Indeed. What you might do instead is to offer the full 45 in each loop, check if the drawn number has been used already, and discard if it has been used.

Other option, maybe more precise: Instead of discarding and repeating, provide an initial table with 45 entries
balls  db 1,2,3,4,5,6, ... 44,45
.. and apply the random generator with equal chances for all 45 entries.
Now assume that 5 has been drawn in the first round:
- copy 6...45 into the initial 5..44 slots
- which results in a modified table 1,2,3,4,6,...45
- apply the random generator with equal chances for all remaining 44 entries

This procedure mimics exactly what happens in reality.

[cobold]

Thanks to everone for your feedback. For now I'm trying to adept all the ideas.

[Mark Jones]

A 64kb serial result of Agner Fog's prng routine (analyzed with ent.exe) yields:

Code Select Expand

Entropy = 7.997172 bits per byte.

Optimum compression would reduce the size
of this 65536 byte file by 0 percent.

Chi square distribution for 65536 samples is 256.51, and randomly
would exceed this value 50.00 percent of the times.

Arithmetic mean value of data bytes is 127.9213 (127.5 = random).
Monte Carlo value for Pi is 3.130562168 (error 0.35 percent).
Serial correlation coefficient is 0.003217 (totally uncorrelated = 0.0).

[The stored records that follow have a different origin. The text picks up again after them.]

PR #693, opened 2023-07-20
Hw jv jdbc

BakhmetIvan:


src/main/java/mate/jdbc/dao/ManufacturerDaoImpl.java
```diff
@@ -0,0 +1,127 @@
...
+import java.util.List;
+import java.util.Optional;
+import mate.jdbc.exceptions.DataProcessingException;
+import mate.jdbc.lib.Dao;
+import mate.jdbc.model.Manufacturer;
+import mate.jdbc.util.ConnectionUtil;
+
+@Dao
+public class ManufacturerDaoImpl implements ManufacturerDao {
+    private static final int FIRST_VALUE = 1;
```
kozhukhovsky, line 18: this is probably the case when I would not take out indexes in contants
it does not make the text more informative

kozhukhovsky (approved):

kozhukhovsky (approved):

PR #694, opened 2023-07-21
jv-jdbc hometask completed

MarynaKushniruk:


src/main/java/mate/jdbc/dao/ManufacturerDaoImp.java
```diff
@@ -0,0 +1,121 @@
...
+            ResultSet resultSet = statement.executeQuery();
+            if (resultSet.next()) {
+                return Optional.of(getManufacturer(resultSet));
+            } else {
+                return Optional.empty();
+            }
+        } catch (SQLException e) {
+            throw new DataProcessingException("Can't get Manufacturer with ID" + id
+                    + " from DB", e);
+        }
```
okuzan, line 108:
```suggestion
            if (resultSet.next()) {
                return Optional.of(getManufacturer(resultSet));
            }
        } catch (SQLException e) {
            throw new DataProcessingException("Can't get Manufacturer with ID" + id
                    + " from DB", e);
        }
        return Optional.empty();
```

src/main/java/mate/jdbc/dao/ManufacturerDaoImp.java
```diff
@@ -0,0 +1,121 @@
...
+    }
+
+    private static Manufacturer getManufacturer(ResultSet resultSet) throws SQLException {
+        Manufacturer manufacturer = new Manufacturer();
+        String name = resultSet.getString("name");
+        String country = resultSet.getString("country");
+        Long id = resultSet.getObject("id", Long.class);
+        manufacturer.setId(id);
+        manufacturer.setName(name);
+        manufacturer.setCountry(country);
```
okuzan, line 118: use retrieved values immediately, without saving to temp local vars

okuzan (changes requested):
Good job!

Ivan95kos (approved):
Nice

PR #701, opened 2023-07-31
Solution

Volodymyr-Mykychak:


src/main/java/mate/jdbc/dao/ManufacturerDaoImpl.java
```diff
@@ -0,0 +1,119 @@
...
+        String sql = "DELETE FROM manufacturers WHERE id = ?";
+        try (Connection conn = ConnectionUtil.getConnection();
+                PreparedStatement stmt = conn.prepareStatement(sql)) {
+            stmt.setLong(1, id);
+            int deletedRows = stmt.executeUpdate();
+            return deletedRows > 0;
+        } catch (SQLException ex) {
+            throw new DataProcessingException("Can't delete manufacturer by id from DB "
+                    + id, ex);
+        }
```
okuzan, line 117: You should implement delete using soft delete technique, as discussed in task description. That means here you will update is_deleted column, which you have in init_db but never use

okuzan (changes requested):

src/main/java/mate/jdbc/dao/ManufacturerDaoImpl.java
```diff
@@ -0,0 +1,119 @@
...
+        } catch (SQLException ex) {
+            throw new DataProcessingException("Can't insert manufacturer to DB "
+                    + manufacturer, ex);
+        }
+        return manufacturer;
+    }
+
+    @Override
+    public Optional<Manufacturer> get(Long id) {
+        String sql = "SELECT * FROM manufacturers WHERE id = ?";
```
olekskov, line 44: get and update operations shouldn't work with deleted entities (like done for getAll)

src/main/java/mate/jdbc/service/impl/ManufacturerServiceImpl.java
```diff
@@ -0,0 +1,52 @@
...
+    @Override
+    public Manufacturer createManufacturer(Manufacturer manufacturer) {
+        // Перевірка валідності даних виробника перед додаванням до бази даних
+        validationService.validateBeforeCreate(manufacturer);
+        return manufacturerDao.create(manufacturer);
+    }
+
+    @Override
+    public Manufacturer getManufacturerById(Long id) {
+        return manufacturerDao.get(id).orElse(null);
```
olekskov, line 34: Returning null is generally not a good practice
Please use .orElseThrow() method with proper exception instead

olekskov (changes requested):

olekskov (approved):
Good job

Issue #869, opened 2020-11-16
Make an Image component with optimizations for image loading


jamessspanggg:
**Current**
The leaderboard page loads github user avatars of size 460px, whereas the size of the div is 178px (desktop) and 54px (others). It is not needed to load such a big sized image for a small div.

May cause performance issues if there are more contributors, or the client does not have good device network.

Desktop:
<img width="1179" alt="Screen Shot 2020-11-17 at 12 40 02 AM" src="https://user-images.githubusercontent.com/32864116/99281554-9a49b480-286d-11eb-8954-b029bf5bcab4.png">

Mobile:
<img width="1430" alt="Screen Shot 2020-11-17 at 12 39 45 AM" src="https://user-images.githubusercontent.com/32864116/99281540-95850080-286d-11eb-9918-c69bad505acc.png">

**Suggestion**
Make an Image component and possibly optimise image loading using `srcset`, loading the appropriate size based on device widths.

Acc no: c54c04774efaae20746fd3f29cdd619fea512e119bc1082b863572b2e8844104

lapstjup:
@thesanjeevsharma @Hristijan95 I like this suggestion. Maybe we can have an Image component that abstracts all this and is reusable ?

Hristijan95:
I agree, would be nice to have that.

lapstjup:
@jamessspanggg I have increased the scope of this issue. Nice suggestion btw.

jamessspanggg:
> @jamessspanggg I have increased the scope of this issue. Nice suggestion btw.

May I clarify that the image component should be specific for the github avatar images? If so, then should the size of image at desktop and others be hardcoded or based on the passed in values?

lapstjup:
@jamessspanggg A reusable component would be good. Not specific to github and passed in values.

jamessspanggg:
Am busy with school exams atm, this issue is opened for anyone to solve!

PR #942, opened 2020-11-20
Added Avatar component

thesanjeevsharma:
fixes: #869

### DIFF
--- a/src/components/Avatar/Avatar.scss
+++ b/src/components/Avatar/Avatar.scss
@@ -1,0 +1,3 @@
+.Avatar {
+  border-radius: 50%;
+}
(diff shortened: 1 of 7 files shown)


Hristijan95 (approved):

lapstjup:
@thesanjeevsharma   - I made a change to prevent making network requests when we change window size for responsive tests. But there are more observations:-
1) Both the images are being loaded even though we use only either of mentioned sizes. 
2) When you switch from 7d to 30d view  - requests are being made each time and also the avatars are not rendered instantaneously compared to current implementation.

thesanjeevsharma:
@lapstjup 
image (1)

1. I checked network logs. Only one size is requested.
2.  Request will only be made for users that you did not see previously. This is because of lazy loading. For example, we have Kristy and me on 30d view, when you switch to All only one request is made - for avgust13. Kristy and my avatars are not fetched again.

PR #979, opened 2020-11-22
Added Hello World in Wolfo Language

dhakal0kushal:
#351 
Account: 22d0f0047b572a6acb6615f7aae646b0b96ddc58bfd54ed2775f885baeba3d6a


shahraizali:
language is not present in google translate but [ISO](https://www.loc.gov/standards/iso639-2/php/code_list.php) looks good. and the word itself is very close to Arabic/Persian which I somewhat understand so it appears to be correct. so approved from my end.

thesanjeevsharma:
@odetolataiwo 500

Issue #955, opened 2020-11-22
Update Docs for Bank - Config


buckyroberts:
Update documentation and sample code for Bank - Config
- ensure all available endpoints (`GET`, `POST`, `PATCH`, and `DELETE`) are documented
- update request and response examples from real API data (2 items for `GET` list responses)
- JSON should be formatted with 2 space indents
- ensure any/all params are documented in tables
- https://thenewboston.com/bank-api/config

velibor7:
I will take this

VincentHch:
@buckyroberts you can close this issue, the documentation for all config endpoints are up-to-date

velibor7:
@VincentHch Not exactly, for example type of default_transaction_fee is integer on API, but in docs its a string, I just fixed it I think there is 2 or 3 more lines, also small mistakes, but not up to date :)

shahraizali:
@velibor7 Good catch bud 👍

Issue #951, opened 2020-11-22
Update Docs for Bank - Accounts


buckyroberts:
Update documentation and sample code for Bank - Accounts
- ensure all available endpoints (`GET`, `POST`, `PATCH`, and `DELETE`) are documented
- update request and response examples from real API data (2 items for `GET` list responses)
- JSON should be formatted with 2 space indents
- ensure any/all params are documented in tables
- https://thenewboston.com/bank-api/accounts

velibor7:
I will take this and do it later today :)

PR #982, opened 2020-11-22
Documentation fixes

velibor7:
accounts PATCH is not allowed according to the API so I commented it.
blocks POST was already okay


velibor7:
This is fixing issues: #951 #954 #955

shahraizali:
@velibor7 were you able to test the POST and other methods with a local setup?

src/containers/BankApi/BankApiAccounts/index.tsx
```diff
@@ -18,25 +18,31 @@ const BankApiAccounts: FC = () => {
 
       <DocEndpoint endpoint="/accounts" method="GET" />
       <RequestResponseSnippet
```
shahraizali, line 20: Should we add query parameters as well here? like @VincentHch added [here](https://github.com/thenewboston-developers/Website/pull/980/files)

velibor7: query params fixed with 9e1a895
I got signature error since I'm not sure how to generate valid one

Also, important questions:
Should we set count to 2 or to the value provided on the API?
And should I make my result as Vincent did {}, {}, ... {} or should we do it this way (with just 2 elements as I did)

shahraizali: Your way is correct. We just need 2 records as mentioned in the descriptions. but that would mean that the next will have value like limit=2 but I don't mind it being anything since we just want to share the structure here. So, you are good in my review. let's see if the community has some other opinion on it 👍

shahraizali: For the POST APIs, we need to set up projects locally or what we can do is set up a public test one for devs and share the signature keys so not everyone has to go through the hassle to setup. Thoughts? @velibor7 @VincentHch @sbalasa @DucPhamTV @Dragan @makaramkd

VincentHch: To verify the POST request (for `/invalid_blocks`), I looked directly at the code.
Here is the invalid block sent by the validator to the bank : https://github.com/thenewboston-developers/Validator/blob/master/v1/tasks/confirmation_block_queue.py#L128

makaramkd: Maybe for now we should stick with setting up the project locally as I can see we are the only one working on it.

DucPhamTV: Of course setting up a local env to test is great but I'm still not able to setup successfully. Currently I'm using my bank which is joined the network to do POST/PATCH APIs.

shahraizali: Okay, let's setup our nodes locally first. I see a channel already created named 'node-help' we can discuss there if someone hits a bump so others who want to set up can get help as well.

src/containers/BankApi/BankApiAccounts/index.tsx
```diff
@@ -18,25 +18,31 @@ const BankApiAccounts: FC = () => {
...
-    "id": "ae4d43b0-5c34-4e56-8266-0e3531268815",
-    "created_date": "2020-07-08T02:15:12.271834Z",
-    "modified_date": "2020-07-08T02:15:12.271852Z",
-    "account_number": "a29baa6ba36f6db707f8f8dacfa82d5e8a28fa616e8cc96cf6d7790f551d79f2",
-    "trust": "94.63"
-  }
-]`}
+        code={`{
+  "count": 2,
+  "next": "http://143.110.137.54/accounts?limit=50&offset=50",
```
shahraizali, line 23: add params table for this api as well and the ideal response to add I believe should be the response of the following url.
http://143.110.137.54/accounts?limit=2

velibor7: Fixed it for accs and for blocks too, to make it consistent

src/containers/BankApi/BankApiAccounts/index.tsx
```diff
@@ -17,26 +17,47 @@ const BankApiAccounts: FC = () => {
...
+            "trust": "0.00"
+        }
+    ]
+}`}
         heading="Response"
       />
 
+      {/** 
+       
       <DocEndpoint endpoint="/accounts/<account_number>" method="PATCH" />
```
shahraizali, line 61: why is this commented is this endpoint not in the code?

velibor7: The code was there before, but according to the api it is not allowed, so I commented it. Should I delete it?

shahraizali: looking at the code looks like patch is allowed. There is **UpdateModelMixin** and **update** function inside the class which means it accepts both PUT and PATCH also notice the argument **partial=True**.

shahraizali (approved):

PR #983, opened 2020-11-22
Updated Docs for Primary Validator - Accounts #962 Fix

### LINKED ISSUE #962: Update Docs for Primary Validator - Accounts
Update documentation and sample code for Primary Validator - Accounts
- https://thenewboston.com/primary-validator-api/accounts

Hristijan95:
Fixes #962.
@buckyroberts, for the URL params (/accounts/<account_number>/balance for example) I think we are not adding them into tables, correct? If we are, I'll add a table, but as far as I could see, we only use tables for body params. If I am wrong, just let me know, I'll add the tables

### DIFF
--- a/src/containers/PrimaryValidatorApi/PrimaryValidatorApiAccounts/index.tsx
+++ b/src/containers/PrimaryValidatorApi/PrimaryValidatorApiAccounts/index.tsx
@@ -52,7 +52,7 @@ const PrimaryValidatorApiAccounts: FC = () => {
       <TableParams
         items={[
           {
-            dataType: 'URL parameter',
+            dataType: 'PATH parameter',
             description: 'The account number that you want to check',
             param: 'account_number',
           },
@@ -69,7 +69,7 @@ const PrimaryValidatorApiAccounts: FC = () => {
       <TableParams
         items={[
           {
-            dataType: 'URL parameter',
+            dataType: 'PATH parameter',
             description: 'The account number that you want to check',
             param: 'account_number',
           },
--- a/src/containers/PrimaryValidatorApi/PrimaryValidatorApiAccounts/index.tsx
+++ b/src/containers/PrimaryValidatorApi/PrimaryValidatorApiAccounts/index.tsx
@@ -11,6 +11,20 @@ const PrimaryValidatorApiAccounts: FC = () => {
       </p>
 
       <DocEndpoint endpoint="/accounts" method="GET" />
+      <TableParams
+        items={[
+          {
+            dataType: 'URL parameter',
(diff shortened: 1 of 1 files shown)


shahraizali:
Hi @Hristijan95! I confirmed with bucky and we did a small poll on the documentation channel as well we would be adding the query params to the tables as well. Look [here](https://github.com/thenewboston-developers/Website/pull/982/files#diff-c4eee41d3a8c9ab0d7ec0cb4717b0991755b71e565eb72fe46e6217c8b5be168) for reference

Hristijan95:
Okay, great, I added the tables.

src/containers/PrimaryValidatorApi/PrimaryValidatorApiAccounts/index.tsx
```diff
@@ -12,44 +12,55 @@ const PrimaryValidatorApiAccounts: FC = () => {
...
-    "balance_lock": "5e12967707909e62b2bb2036c209085a784fabbc3deccefee70052b6181c8ed8"
-  },
-  {
-    "id": "e8b24ad7-f81e-4731-818e-9bbbc3336428",
-    "account_number": "ad1f8845c6a1abb6011a2a434a079a087c460657aad54329a84b406dce8bf314",
-    "balance": "56.0000000000000000",
-    "balance_lock": "ad1f8845c6a1abb6011a2a434a079a087c460657aad54329a84b406dce8bf314"
-  }
-]`}
+        code={`{
```
shahraizali, line 15: we are adding Table for Query params as well like **limit** and **offset**. kindly include that as well
Have a look here
https://github.com/thenewboston-developers/Website/pull/982/files#diff-c4eee41d3a8c9ab0d7ec0cb4717b0991755b71e565eb72fe46e6217c8b5be168

Hristijan95:
@shahraizali I added the pagination query params, but I think we should make a difference between the query params & URL parameters, or I should remove the url/path parameters? 

To be more specific, I am talking about differentiating `/accounts/<account_number>/balance` and `/accounts?limit=50&offset=50`
Right now both are called "URL parameter". 
maybe account_number could stay "URL parameter" and the query params should be "Query parameter"? Let me know what you think.

shahraizali:
How about renaming the one that is part of url to 'Path parameters' 
SOURCE: https://idratherbewriting.com/learnapidoc/docapis_doc_parameters.html

as far as the name URL parameter and Query Parameter I also looked it up a couple of days ago when I saw your PR. In my finding, they are used interchangeably and are arguably the same thing, In my opinion, that's fine.

Hristijan95:
Agreed. I changed them to PATH.

shahraizali (approved):

PR #987, opened 2020-11-22
Hello world Swedish correction

Godnoken:
"Hello World" should be "Hallå Världen" or at the very least "Hej Världen".

"Hej Värld" is just incorrect and looks like an automatic translation.

In case this fix is rewarded:

Account ID; ed0026cc11eef78c454107ed1d3ad3b1d3a4f1628ea2743e7eb4e1daf0a95b2e


Hristijan95:

PR #981, opened 2020-11-22
[Documentation] Bank invalid blocks

VincentHch:
#957

PR #989, opened 2020-11-23
964-docs primary validator banks

### LINKED ISSUE #964: Update Docs for Primary Validator - Banks
Update documentation and sample code for Primary Validator - Banks
- https://thenewboston.com/primary-validator-api/banks

aayushi14:
closes #964


src/containers/PrimaryValidatorApi/PrimaryValidatorApiBanks/index.tsx
```diff
@@ -9,19 +9,35 @@ const PrimaryValidatorApiBanks: FC = () => {
...
-    "port": 8000,
-    "protocol": "http",
-    "version": "v1.0",
-    "default_transaction_fee": "1.0000000000000000",
-    "confirmation_expiration": null,
-    "trust": "0.00"
-  }
-]`}
+        code={`{
+    "count": 20,
```
aayushi14, line 13: Does the count value need to be changed to "count":2, as we are showing 2 results in snippet?

shahraizali: Hi! no, the count is the total number of records. Ideally, we would want to show the user the next object as well so if you hit the URL like this
http://143.110.137.54/banks?limit=2
it will give 2 records and we will have the next object as well so the user can know how to fetch more records if required since we are just showing 2. 

Also, some PRs have Param Table added for example [here](https://github.com/thenewboston-developers/Website/pull/981/files) but it's not yet final whether we are going to include the Query Params in the docs or not.

shahraizali: Hi! no, the count is the total number of records. Ideally, we would want to show the user the next object as well so if you hit the URL like this
http://143.110.137.54/banks?limit=2
it will give 2 records and we will have the next object as well so the user can know how to fetch more records if required since we are just showing 2. 

Also, some PRs have Param Table added for example [here](https://github.com/thenewboston-developers/Website/pull/981/files) but it's not yet final whether we are going to include the Query Params in the docs or not.

PR #1001, opened 2020-11-23
977-updated docs cv - validators

### LINKED ISSUE #977: Update Docs for Confirmation Validator - Validators
Update documentation and sample code for Confirmation Validator - Validators
- https://thenewboston.com/confirmation-validator-api/validators

aayushi14:
closes #977


src/containers/ConfirmationValidatorApi/ConfirmationValidatorApiValidators/index.tsx
```diff
@@ -9,36 +9,41 @@ const ConfirmationValidatorApiValidators: FC = () => {
...
-    "version": "v1.0",
-    "default_transaction_fee": "4.0000000000000000",
-    "root_account_file": "https://gist.githubusercontent.com/buckyroberts/519b5cb82a0a5b5d4ae8a2175b722520/raw/9237deb449e27cab93cb89ea3346ecdfc61fe9ea/0.json",
-    "root_account_file_hash": "4694e1ee1dcfd8ee5f989e59ae40a9f751812bf5ca52aca2766b322c4060672b",
-    "seed_block_identifier": "",
-    "daily_confirmation_rate": null,
-    "trust": "100.00"
-  }
-]`}
+        code={`{
```
shahraizali, line 12: we have decided to add the table of query params kindy add that.
[here](https://github.com/thenewboston-developers/Website/pull/982/files#diff-c4eee41d3a8c9ab0d7ec0cb4717b0991755b71e565eb72fe46e6217c8b5be168) is the reference of how that should look like

aayushi14: Also added GET: /validators/<node_identifier>, can you check and let me know if this is correct?

src/containers/ConfirmationValidatorApi/ConfirmationValidatorApiValidators/index.tsx
```diff
@@ -1,44 +1,86 @@
...
+            "daily_confirmation_rate": null,
+            "trust": "100.00"
+        }
+    ]
+}`}
+        heading="Response"
+      />
+
+      <DocEndpoint endpoint="/validators/<node_identifier>" method="GET" />
+      <TableParams
```
shahraizali, line 60: Param in the table I think is not correct where did you pick it from? The response is correct.

src/containers/ConfirmationValidatorApi/ConfirmationValidatorApiValidators/index.tsx
shahraizali: where did you pick these TableParams from? They seem incorrect here params means the one we send in the url like **limit**
http://54.219.178.46/validators?limit=1
specifying this param will limit the results to 1. but you mentioned trust which is not an added filter
so doing something like http://54.219.178.46/validators?trust=1
does not do anything for me.

src/containers/ConfirmationValidatorApi/ConfirmationValidatorApiValidators/index.tsx
aayushi14: image

shahraizali: What you highlighted means that when you send a PATCH request or use Update method then the parameter to send along would be trust. so you can update the trust value of validator with a Patch request but the description of list is just 1 line below the list then the update description starts.

src/containers/ConfirmationValidatorApi/ConfirmationValidatorApiValidators/index.tsx
aayushi14: Oh okay got it. Thanks for explaining

shahraizali (approved):

PR #1070, opened 2020-12-02
Add Profile Info section

### LINKED ISSUE #1062: Create the "Profile Info" section of the profile page
This issue is part of #315 , the idea is to create the left (profile info) section of the page. You can check the Figma design here: https://www.figma.com/file/ChyT88EmP2Rmzx35I9erCL/Marketing-Site?node-id=1353%3A1915

Just to note, the avatar has a white stroke (2px) around it, so it doesn't blend in with the background color.
On the 1366px screens, the user info block & the task completed block that's been designed is the max width of those containers, for smaller screens, the blocks will respond according to the tablet/mobile

There's an existing empty component in `src/containers/Profile/index.tsx` . This is the component where the "Profile Info" section and the "Tasks Completes" section should go. Use this section to place your component that you should create inside the `src/containers/Profile` directory.

jamessspanggg:
Fixes #1062 

Preview of addition: http://tnb-profile-info.surge.sh/user/profile


jamessspanggg:
Before I continue further, there are some doubts:

1. Is the profile openly accessible to anyone? If so, the edit cover image button should not be visible if the authenticated user is not the owner of the profile?
2. The `teams` and `titles` within the `TeamMember` interface is currently not used, as the JSON files do not include these fields. Will these fields be populated in the future or are they not gonna be used? (This is important for finding all the positions of the team member)
3. May I ask what will be passed to the Profile component? I assume that it is the authenticated user, but for now can I just pass in the github_username and get his/her details based on that?
4. Also, a user may not be a full time team member, which do not have position titles, slack username etc. For this case, should I just omit the UI that shows these?

@Hristijan95 do u happen to know about the solutions to these questions?

lapstjup:
@jamessspanggg Brilliant work 🚀 . 

_May I ask what will be passed to the Profile component? I assume that it is the authenticated user, but for now can I just pass in the github_username and get his/her details based on that?_
**This is yet to be decided. This page is exclusive to logged in users only. I saw your implementation. For tasks as well as profile info, you're fetching all data from github using `github_username` as prop. But most probably what will happen is you'll get data from redux store which you will pass as props to these components and top level routing will ensure to only show this page for logged in users. For now this is cool.** 

_Also, a user may not be a full time team member, which do not have position titles, slack username etc. For this case, should I just omit the UI that shows these?_
**Yeah these can be emitted in those scenarios.**

_In the design, it seems like there will be links for teams, i.e. Front-End Developers. I assume that this links to the /teams page. But currently, under the teams page, there's no specific endpoint for each team (i.e. /teams/frontenddevs). What link should I place for these?_
**You can skip this for now**

lapstjup:
@thesanjeevsharma and @Hristijan95  - In terms of design, this is ready. But I think it's good to only merge this post redux impl. What do you think ?

thesanjeevsharma:
@lapstjup Yes! Let's hold it over weekend at least. After the call tomorrow, we'll have a better clarity and even @Hristijan95 would have made some progess with redux.

Hristijan95:
@lapstjup, @thesanjeevsharma, we'll have to merge it in any case before the API/Redux implementation because I'll need the code to wire everything together.

One small issue though, @jamessspanggg, the account number is almost collided with the QR Code on my laptop:
Screenshot 2020-12-07 at 16 31 20

jamessspanggg:
> One small issue though, @jamessspanggg, the account number is almost collided with the QR Code on my laptop:
> Screenshot 2020-12-07 at 16 31 20

Hmm I can't reproduce it though, may I ask what browser and laptop u are using?

jamessspanggg:
@Hristijan95 realised what was the issue. I assume you were using Safari? The css property `gap` for flex displays are not available for Safari. I have fixed the issue.

src/containers/Profile/ProfileInfo/index.tsx
```diff
@@ -49,11 +49,11 @@ const ProfileInfo: FC<ComponentProps> = ({github_username}) => {
             </div>
           ))}
         <div className="ProfileInfo__member-slack">
-          <Icon icon={IconType.slack} onClick={() => null} size={18} />
+          <Icon className="ProfileInfo__member-slack-icon" icon={IconType.slack} onClick={() => null} size={18} />
```
lapstjup, line 52: Hey I wanted to know the reason to pass `()=>null` to `onClick` here ?

jamessspanggg: Opps my bad forgot to remove this

lapstjup:
@jamessspanggg Can you confirm on the behaviour of opening edit modal in mobile view. I tried it in my iPhone and the modal's header isn't visible until I scroll below.

jamessspanggg:
> @jamessspanggg Can you confirm on the behaviour of opening edit modal in mobile view. I tried it in my iPhone and the modal's header is partially visible until I scroll below.

Yes can confirm that Iphone safari it is partially visible. Might be due to the previous implementation of Modal not respecting the mobile browser's top url bar. Let me get back to this tomorrow, it's quite late at night here

src/components/Layout/index.tsx
```diff
@@ -22,7 +23,9 @@ const Layout: FC<ComponentProps> = ({children}) => {
       <div className="Layout__top-nav-wrapper">
         <TopNav className="Layout__TopNav" />
       </div>
-      <div className={clsx({Layout__content: !isHomepage, Layout__home: isHomepage})}>{children}</div>
+      <div className={clsx({Layout__content: !(isHomepage || isProfilePage), Layout__home: isHomepage})}>
```
jamessspanggg, line 26: @lapstjup may I ask why is this change needed? after your modifications on this, the profile page no longer respects the 1280px max width and its width is taking the entire page

lapstjup: Yeah so I did this to be consistent with Figma design. The light blue background is across the whole width. Does this page need to respect that 1280px max width for any use case ?

jamessspanggg: Oh right, to me it looks slightly weird when on larger screens, also it stays consistent with the leaderboard page (also contains tasks completed) which also has max width of 1280px

lapstjup: Let's keep it for now for consistency sake.

jamessspanggg: tested and works fine. thanks for the help

lapstjup: No worries. Thanks a ton for confirming. Now go sleep pretty late man 😴 .

PR #1097, opened 2020-12-08
Github Authentication

pgeorge2:
- Changed the Backend API Url logic to make login with github feature works


buckyroberts:
Backend for this: https://github.com/thenewboston-developers/Website-API/pull/29

.env.example
```diff
@@ -1,2 +1,2 @@
-REACT_APP_BACKEND_API=
+REACT_APP_BACKEND_API=http://127.0.0.1:8000/accounts/github/login/
```
jamessspanggg, line 1: should these be added to the `.env` file instead? seems like these are not loaded to `process.env`

pgeorge2: Yes. This should be added into .env file. I added this in .env.example for reference.

jamessspanggg (approved):
LGTM, can wait for the front end leads for further review

src/components/TopNav/index.tsx
```diff
@@ -171,12 +171,12 @@ const TopNav: FC<ComponentProps> = ({className}) => {
         <Link className={clsx('TopNav__right-item', 'TopNav__download-button')} tabIndex={-1} to="/download">
           <Button>Download</Button>
         </Link>
-        {/* <A
+        <A
           className={clsx('TopNav__right-item', 'TopNav__download-button')}
-          href={`https://github.com/login/oauth/authorize?client_id=${process.env.REACT_APP_GITHUB_CLIENT_ID}&scope=read%3auser%20user%3aemail%20`}
+          href={`${process.env.REACT_APP_BACKEND_API}`}
```
lapstjup, line 176: This particular line will remain same I think. Because the user will route to the github login page where the sign in will happen and the user will get redirected to a callback url having `code` in query params which will be sent to `REACT_APP_BACKEND_API` so that further backend can use that code to retrieve access token. 
I hope I am right :p

lapstjup: Also let's keep this commented until the whole flow is done.

vosi: not quite right, we are doing auth on a backend side, so, the flow is to go to our URL, that will redirect to a proper github URI

vosi (approved):

src/components/TopNav/index.tsx
lapstjup: @vosi So if understood this right, this is the flow:-
1) User clicks on login and request for login goes to backend. 
2) Backend redirects the user to the Github sign in URL, if user is not already signed in.
3) User sign's in and is redirected to our website's callback URL with `code` which we send back to backend.

buckyroberts:
Sticking a "Don't Merge" label on it to make sure this doesn't get merged in without the backend https://github.com/thenewboston-developers/Website-API/pull/29

vosi:
to whom it may concern      

here is an example of the frontend authentication flow using some pseudocode (aka jQuery)
https://github.com/thenewboston-developers/Website-API/blob/3a4f01939184b7dc242942a3e22f4c1f21a0c2b1/v1/testapp/templates/home.html

it is not merged yet, there are some small problems caused by a custom User model, the thing does not acquire a user's name from GitHub properly

but I believe one can start implementing a proper code in React

buckyroberts:
Closing in place of https://docs.google.com/document/d/1icup7KaI7uJd2ryjCVl7V8OjBPKFVIngw7xXlIbdXeI/edit?usp=sharing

That's the best PRNG I've seen. For larger sample sets (1MB, 10MB) the numbers approach the ideals.

[Tedd]

Other option, maybe more precise: Instead of discarding and repeating, provide an initial table with 45 entries
balls  db 1,2,3,4,5,6, ... 44,45
.. and apply the random generator with equal chances for all 45 entries.
Now assume that 5 has been drawn in the first round:
- copy 6...45 into the initial 5..44 slots
- which results in a modified table 1,2,3,4,6,...45
- apply the random generator with equal chances for all remaining 44 entries

This procedure mimics exactly what happens in reality.

To avoid the copying (which is inherently slow), you can count through the list until you find the Nth undrawn number.
Or, if you have complete faith in randomness (you shouldn't :lol) then you can swap the Nth number with the last element of the list -- a random random number is still random.